1. Field of the Invention
The present invention relates to a piezoelectric actuator adapted for use in a camera and a shutter control device utilizing piezoelectric device.
2. Related Background Art
So-called piezoelectric actuator is a piezoelectric device used for converter an electrical signal into a mechanical displacement.
Such piezoelectric device consists of a stack of a plurality of thin ceramic plates having piezoelectric property, and, upon application of a voltage in the order of 100 V between two electrodes, shows a dimensional change by expansion or contraction depending on the polarity of said voltage.
Although the amount of displacement is limited to the order of tens of microns, such actuator is investigated as an electromechanical converter for small equipment such as camera, because it can generate a force as large as tens of kilograms despite of its limited volume.
The piezoelectric actuator with the above-mentioned features is utilized for driving a mechanical system, utilizing its expansion or contraction occurring between a state of no voltage application and a state of rated voltage application, but the available displacement and acceleration are limited and insufficient for a general driving source for mechanical systems.
Also such piezoelectric actuator is associated with a drawback of slow response, as it takes a certain time from the voltage application to the completion of displacement because of its mechanical inertia.
Besides, such piezoelectric actuator, constituting a capacitor in the equivalent circuit, absorbs a large current at the start of voltage application, and this current further increases and elevates the power consumption if the applied voltage is elevated in order to increase the amount of displacement. Thus the application of such piezoelectric actuator in a camera may reduce the service life of the battery therein, as the camera already includes large electric loads such as electronic flash unit and light source for illuminating liquid crystal display.
Also since the camera may be used in various postures, there may result a situation where the piezoelectric actuator employed in the camera cannot function properly even under the rated voltage application because of an excessive load, if the functioning direction of the actuator is opposite to the direction of gravity.
This drawback can be avoided by giving a sufficient margin to the maximum acceleration, achieved in the mechanical displacement available from the piezoelectric actuator, in consideration of the load. However, because the camera may be used in varied situations, ranging from underwater to space applications, it is not practical to design the piezoelectric actuator in anticipation of all these situations.

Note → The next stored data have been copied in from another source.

PR #7802, opened 2026-06-16
Enable API-versioning and allow for both v3 and v4 versions.

### LINKED ISSUE #6462: API namespacing

We want to support a v4 API in parallel with the existing v3 APIs to enable easier transition to Pulp 4.  

**Additional context**

ggainey:
This is a tech-preview PR, and will only "turn on" if the ENABLE_V4_API is set to True in settings.

It will allow urls for /v3/ and /v4/, and reject other versions.

For urlpatterns registered with a `/<str:version>/` slug, views will be called with a `version=` kwarg.

NOTE: To play this game, plugins will need to insure that all views accept `**kwargs` first, and then update the patterns in their `urls.py` to include the version-slug.

See the `/status/` view and serializer(s) for an example of how to respond based on the incoming request.

NOTE to implementers: **existing tests must pass without changes** whether the ENABLE flag is True or False. If that isn't the case - you're doing something wrong.

closes #6462


pulpcore/app/models/task.py
```diff
@@ -143,6 +144,8 @@ class Task(BaseModel, AutoAddObjPermsMixin):
 
     result = models.JSONField(default=None, null=True, encoder=DjangoJSONEncoder)
 
+    version = models.TextField(default=REST_FRAMEWORK.get("DEFAULT_VERSION", "v3"))
```
mdellweg: Can we call this `api_version`?

pulpcore/app/serializers/task.py
```diff
@@ -118,6 +119,11 @@ class TaskSerializer(ModelSerializer):
         help_text=_("The result of this task."),
     )
 
+    version = serializers.CharField(
+        help_text=_("The API-version that was invoked when creating the task."),
+        default=REST_FRAMEWORK.get("DEFAULT_VERSION", "v3"),
```
mdellweg:
```suggestion
```

I don't think we need this, tasks will never be created via this serializer.

pulpcore/app/settings.py
```diff
@@ -194,6 +195,11 @@
     "DEFAULT_VERSIONING_CLASS": "rest_framework.versioning.URLPathVersioning",
     "DEFAULT_SCHEMA_CLASS": "pulpcore.openapi.PulpAutoSchema",
 }
+ENABLE_V4_API = True
+if ENABLE_V4_API:
+    REST_FRAMEWORK["ALLOWED_VERSIONS"] = ["v3", "v4"]
+    REST_FRAMEWORK["DEFAULT_VERSION"] = "v3"
+
```
mdellweg: This looks like experimentation leftover.

Also i believe if the `REST_FRAMEWORK` adjustments should be dependent on an external `ENABLE_V4_API` setting, it needs to move to a dynaconf hook.

pulpcore/app/models/task.py
ggainey: "version" as an attribute is "magic" at the DRF level - it's what gets filled in by the content of the `<str:version>` slug in the urlpattern. I debated on exactly this - but making it "version" means it's filled directly by the incoming **kwargs to the view, naming it anything else means calling it out specifically. I could be convinced of either.

pulpcore/app/serializers/task.py
ggainey: Possibly so, will dig a bit.

pulpcore/app/settings.py
ggainey: It's not - having these two keys set in REST_FRAMEWORK is what lets DRF "do the right thing" in terms of deciding what versions are allowed/supported.

Could be a hook I guess.

pulpcore/app/models/task.py
mdellweg: I was just abit afraid that we could be confusing here. And changing a database column name later is a pain.

(Pulp is in the domain for versioning on all levels. Pulp-version, pulp-api-version, repository-version, deb-version, rpm-version, ansible-collection-version, ...)

pulpcore/app/settings.py
mdellweg: I think it should be a hook, or the direct succession of assigning `ENABLE_V4_API=True` and the `if ENABLE_V4_API` won't work as expected.

There's another `ENABLE_V4_API=False` in this file.

pulpcore/app/contexts.py
```diff
@@ -4,10 +4,15 @@
 from asgiref.sync import sync_to_async
 from django_guid import clear_guid, get_guid, set_guid
 
+from pulpcore.app.settings import REST_FRAMEWORK
+
 _current_task = ContextVar("current_task", default=None)
 _current_user_func = ContextVar("current_user", default=lambda: None)
 _current_domain = ContextVar("current_domain", default=None)
 x_task_diagnostics_var = ContextVar("x_profile_task")
+_current_pulp_version = ContextVar(
```
ggainey: Comment: Is this really how we want to "know" what pulp-version we are operating under? Author, please review!

(also - even if we keep this, name needs to be _current_pulp_api_version)

ggainey:
RE ENABLE_V4_API : I am going to turn it on *in this PR*, in order to make sure CI runs clean with it enabled. **BEFORE WE MERGE**, we will turn it OFF, and let ppl who want to experiment "opt-in" to it, for several releases.

pulpcore/app/contexts.py
mdellweg: That I kind ow liked. It's non-invasive, yet omnipresent inside the task code.

pulpcore/app/serializers/task.py
dralley: >I don't think we need this, tasks will never be created via this serializer.

You would think, but I remember there being some surprising ways and places in which the serializers were getting initialized.

pulp_file/app/viewsets.py
```diff
@@ -258,7 +258,7 @@ class FileRepositoryViewSet(RepositoryViewSet, ModifyRepositoryActionMixin, Role
         responses={202: AsyncOperationResponseSerializer},
     )
     @action(detail=True, methods=["post"], serializer_class=FileRepositorySyncURLSerializer)
-    def sync(self, request, pk):
+    def sync(self, request, pk, **kwargs):
```
dralley, line 261: Apart from `version`, what arguments can end up being passed here?  And what is the likelihood that any would overlap with task arguments?

dralley: Especially provided this applies across basically all tasks, so there are a wide variety of inputs that could potentially overlap.

pulpcore/app/contexts.py
```diff
@@ -64,6 +75,10 @@ def _fetch(task):
     domain, user = await _fetch(task)
     with with_domain(domain), with_guid(task.logging_cid), with_user(user):
         task_token = _current_task.set(task)
+        if not task.version:
+            vers_token = _current_pulp_version.set(REST_FRAMEWORK.get("DEFAULT_VERSION", "v3"))
+        else:
+            vers_token = _current_pulp_version.set(task.version)
```
dralley: So, is this a correct description

"The task needs to know about the API version it was spawned from because the task might use the serializers internally, and the serializers need to know what API version they are operating from"

and

"if the task didn't need to potentially provide that data to Serializers, the context var (within tasks) and the field on the task model would be needless"

pulpcore/app/urls.py
```diff
@@ -152,103 +223,67 @@ class PulpDefaultRouter(routers.DefaultRouter):
     vs_tree.add_decendent(ViewSetNode(viewset))
 
 special_views = [
-    path("login/", LoginViewSet.as_view()),
-    path("repair/", RepairView.as_view()),
-    path("datarepair/7272/", DataRepair7272View.as_view()),
-    path(
-        "orphans/cleanup/",
+    re_path(r"^login/$", LoginViewSet.as_view()),
```
dralley, line 225: What purpose does regex matching serve for these simple paths?

ggainey: "Consistency", mostly. I can do one last experiment where I'm more selective about that.

pulp_file/app/viewsets.py
ggainey: To address this, changed to be specific about version - and also responded to @mdellweg 's "can this be api_version" comment, because that will *also* reduce collision-chance.

pulpcore/app/models/task.py
ggainey: Made the change to api_version - it bent some of the "magic" connections, but I think clarity is more important.

pulpcore/app/models/task.py
```diff
@@ -23,6 +23,7 @@
 from pulpcore.app.models.fields import EncryptedJSONField
 from pulpcore.app.models.status import AppStatus
 from pulpcore.app.role_util import get_users_with_perms
+from pulpcore.app.settings import REST_FRAMEWORK
```
mdellweg: This needs to be `from django.conf import settings`.

mdellweg (dismissed):

ggainey:
> RE ENABLE_V4_API : I am going to turn it on _in this PR_, in order to make sure CI runs clean with it enabled. **BEFORE WE MERGE**, we will turn it OFF, and let ppl who want to experiment "opt-in" to it, for several releases.

ENABLE_V4_API is now `False` by default in this PR (see the warning in the commit-message for why). The PR is now ready to merge.

mdellweg (dismissed):

pulp_file/app/viewsets.py
```diff
@@ -276,16 +276,21 @@ def sync(self, request, pk):
...
             raise ValidationError("Cannot use mirror mode with autopublished repository.")
+
+        task_kwargs = {
+            "remote_pk": str(remote.pk),
+            "repository_pk": str(repository.pk),
+            "mirror": mirror,
+            "optimize": optimize,
+        }
+        if kwargs.get("version"):
+            task_kwargs["api_version"] = kwargs.get("version")
```
dralley: Would it be worth making this even more specific, `pulp_api_version` or similar?  To fully minimize the risk of overlap.

One could potentially imagine passing an `api_version` field into a sync task for example.

pulpcore/app/models/task.py
```diff
@@ -143,6 +144,8 @@ class Task(BaseModel, AutoAddObjPermsMixin):
 
     result = models.JSONField(default=None, null=True, encoder=DjangoJSONEncoder)
 
+    api_version = models.TextField(default=settings.REST_FRAMEWORK.get("DEFAULT_VERSION", "v3"))
```
dralley: Can we not rely on `DEFAULT_VERSION` existing?  I'd prefer that be reliable and we not need a local default fallback here.

pulpcore/app/serializers/task.py
```diff
@@ -118,6 +119,11 @@ class TaskSerializer(ModelSerializer):
         help_text=_("The result of this task."),
     )
 
+    api_version = serializers.CharField(
+        help_text=_("The API-version that was invoked when creating the task."),
+        default=settings.REST_FRAMEWORK.get("DEFAULT_VERSION", "v3"),
```
dralley, line 124: Likewise, having local fallbacks kinda sucks.

dralley: Also is there a good reason to serialize this?  It's useful for debugging I suppose but otherwise I'm not sure it's relevant to the user at all.  We don't serialize task arguments for example.

pulp_file/app/viewsets.py
ggainey: We could - but it feels like overkill? We own this code, and "api version" is WAY more likely to be "Pulp". The edge-case would be adding api-version for...someting else?

pulpcore/app/models/task.py
ggainey: My thinking here (and in the case below) is that I'd rather Absolutely Positively Guarantee we get something here, than have code that wants to *use* api-version have to deal with it maybe being None.

pulpcore/app/serializers/task.py
ggainey: Hm - is there a good reason to *not* do so?

pulpcore/app/views/status.py
```diff
@@ -100,7 +100,18 @@ def get(self, request):
...
+
+        # If V4 is enabled, we'll set up to use the "old" serializer for v3
+        # and the new one with api_version for anything else
+        if settings.ENABLE_V4_API:
+            if request.version == "v3":
+                serializer = StatusSerializer(data, context=context)
+            else:
+                data["api_version"] = request.version
+                data["supported_api_versions"] = settings.REST_FRAMEWORK["ALLOWED_VERSIONS"]
+                serializer = V4StatusSerializer(data, context=context)
```
dralley: Do we need two different versions of `StatusSerializer` or can we just alter the behavior dynamically?

ggainey: There are multiple ways to deal with versioning - this is intended as "an example". Altering "inside of" the view/serializer/model is another one, absolutely.

pulpcore/app/contexts.py
dralley: @ggainey Did you mean to rename this?  I agree that it should be renamed and it looks like you intended to do so

pulpcore/tests/functional/api/test_v4_status.py
```diff
@@ -0,0 +1,28 @@
...
+@pytest.mark.parallel
+@pytest.mark.skipif(
+    not settings.ENABLE_V4_API,
+    reason="Test is pointless if V4 isn't enabled",
+)
+@pytest.mark.parametrize(
+    "version,expect_pass,new_fields",
+    [("v3", True, False), ("v4", True, True), ("v5", False, False)],
+)
+def test_v4_status(version, expect_pass, new_fields, pulp_api_v3_url, pulp_settings):
```
dralley, line 15: Wouldn't it be better to have a `pulp_api_v4_url` fixture?  Or even one which takes an argument.

pulpcore/app/models/task.py
dralley: If it was somehow `None`, then that would be a misconfiguration, and I'd personally rather that failure be more obvious than have the behavior be dependent on a dozen local fallbacks which might accidentally drift apart over time.  It introduces ways for inconsistency to creep in.

pulpcore/app/serializers/task.py
dralley: It just feels like an implementation detail, and I would default to not exposing those.

ggainey: Mmm, I guess I see this differently - knowing how something was created is (or at some point will be, as we modify based-on-version more) important for knowing *what to expect back*. So to me, this is useful information for a user looking at the task.

pulpcore/tests/functional/api/test_v4_status.py
ggainey: Mmm, good point. Lemme experiment :)

pulpcore/app/serializers/task.py
dralley: The API user doesn't learn anything new from it though, because the API user submitted the request in the first place.  So it may get back a task HREF in response to the request that it submitted, but given it submitted the request, it already knows which API version to be using.

Also, both APIs are supposed to work in parallel (there's no situation where an object is tied down to just one version of the API), so there's no reason to choose "what to expect" dynamically.  Consuming code would just pick one API version or the other to use.

Even if you were to dynamically select API version based on the task for some reason, you have to pick one to initially query the tasks endpoint.  Just feels like an unnecessary thing to do.

pulp_file/app/viewsets.py
dralley: Perhaps but I'm in favor of overkill if it's just a matter of naming and has no other downsides.  It also just feels like maintaining consistency with e.g. pulp_domain

pulpcore/tests/functional/api/test_v4_status.py
ggainey: "takes an argument" is more exciting in fixture-land than one might think :)

pulpcore/app/serializers/task.py
ggainey: The API user who created the task may know. The user who is looking at "currently waiting tasks inb the queue", for example, doesn't. The task, at the time it's picked up by the worker, may run differently depending on how it was invoked. I think this is valid information for "a" user to be able to see, and I see no way that it is dangerous/nonperformant.

dralley: I'm not concerned that it's dangerous or nonperformant or anything like that, just that it is unnecessary.  If it were to influence how the task runs (unlikely in most cases), that's still a deep implementation detail, and not even as relevant as many other things that we also don't serialize like `mirror` (which is a sync task request parameter and not presented back to the user in any way AFAICT).

ggainey: I'm not sure how to resolve "you don't think it's useful and I do" :)

dralley: Well, what is a concrete potential use for that info?  I'm fine with exposing it if there's a solid case for it being useful, I just don't want to expose implementation details otherwise.  Especially if it could be added back later should one arise.

pulpcore/tests/functional/api/test_v4_status.py
ggainey: Experimenting with pytest's "indirect" fixture-parameters resulted in code that was, honestly, less clear and more "magic" than this. For now at least, I'm going to leave this as-is.

pulpcore/app/serializers/task.py
ggainey: I can't predict the future. I *can* imagine a task's method being invoked from a worker, looking at the task-context, and deciding "oh, I don't do this The Old Way, I do this the vN way", which results in a different code path/data/whatever. I don't see "what API version was I created with" to be "an implementation detail" - it's specifically public information.

pulpcore/tests/functional/api/test_v4_status.py
dralley: What about `pulp_api_v4_url`?

pulp_file/app/viewsets.py
ggainey: I found an even-better reason to change to pulp_api_version: https://github.com/pulp/pulpcore/blob/main/pulpcore/app/serializers/domain.py#L295

pulpcore/tests/functional/api/test_v4_status.py
ggainey: And pulp_api_v5_url? I don't see that having those as fixtures, makes the code "better". One could even consider the existing "replace v3 in the existing url" to be part of the test for this PR - the URL *should* be the same as for v3, but for the new version.

pulpcore/app/serializers/task.py
dralley: It's already tracked in the task arguments though (specifically `Task.enc_kwargs`).  Strictly speaking it doesn't even need to be a separate field on the `Task` model, much less the serializer.

IMO if we need to debug, we would just do so in the exact same way we would debug anything else.  I don't see a need to special case this.

All sorts of other options can trigger different codepaths within the task - `mirror` already being mentioned, but also the likes of `skip_types`, `optimize`, `x-task-diagnostics` (which is probably the most similar case), etc.  We don't expose those publicly.

pulp_file/app/viewsets.py
dralley: That is indeed a pretty good reason!

(well, it's not a direct conflict, but it's an example of potential overlap issues)

pulpcore/tests/functional/api/test_v4_status.py
dralley: Ok, I think this is fine for now then, at least until we start getting more V4  API tests in general.  This can be a "later" problem.

pulpcore/tasking/tasks.py
```diff
@@ -421,6 +422,7 @@ def get_task_payload(
         "deferred": deferred,
         "profile_options": x_task_diagnostics_var.get(None),
         "app_lock": app_lock,
+        "api_version": kwargs.get("version", default_vers) if kwargs else default_vers,
```
dralley: This code could check the context variable, thus making it automatically self-propagating should a task be spawned from another task.

dralley: I will submit a followup PR with this.

pulpcore/app/serializers/task.py
dralley: I will probably submit a followup PR with this, but won't block this PR as-is.

dralley:
@ggainey @mdellweg What do you think about these tweaks?  https://github.com/ggainey/pulpcore/pull/275

(they can be considered and taken separately if needed)

ggainey:
> @ggainey @mdellweg What do you think about these tweaks? [ggainey#275](https://github.com/ggainey/pulpcore/pull/275)
> 
> (they can be considered and taken separately if needed)

I included your commits #1 and #3 and added you as co-author :)

dralley (approved):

Furthermore, since certain fluctuations in performance are unavoidable in the piezoelectric actuator, in the mechanical loads and in the power supply circuit, the proper function may be hindered even under a proper voltage application, if these fluctuations appear simultaneously in the mutually aggravating manner.
Furthermore, eventual vibration or mechanical shock applied to the camera may also attenuate the force generated by the piezoelectric actuator, thus hindering the proper function thereof even under a proper voltage application.
Furthermore, the above-explained piezoelectric actuator has a drawback of being susceptible to humidity. The piezoelectric actuator is usually hermetically sealed with resin in order to exclude moisture, but the distance between the electrodes formed on both surfaces becomes small because of the multi-layered structure of thin ceramic plates and the insulation may be destructed by the voltage application in the order of 100 V under a high humidity condition. Such destruction of insulation may be temporary, but is in most cases permanent, whereby the piezoelectric actuator itself is destructed.
Since the camera is often used under high temperature and high humidity, the piezoelectric actuator employed therein is subjected to the same condition, and may cause destruction of insulation by humidity. This failure of the piezoelectric actuator is only noticed by the absence of start of an exposure operation when the user depresses the shutter button, so that he will lose the opportunity of phototaking.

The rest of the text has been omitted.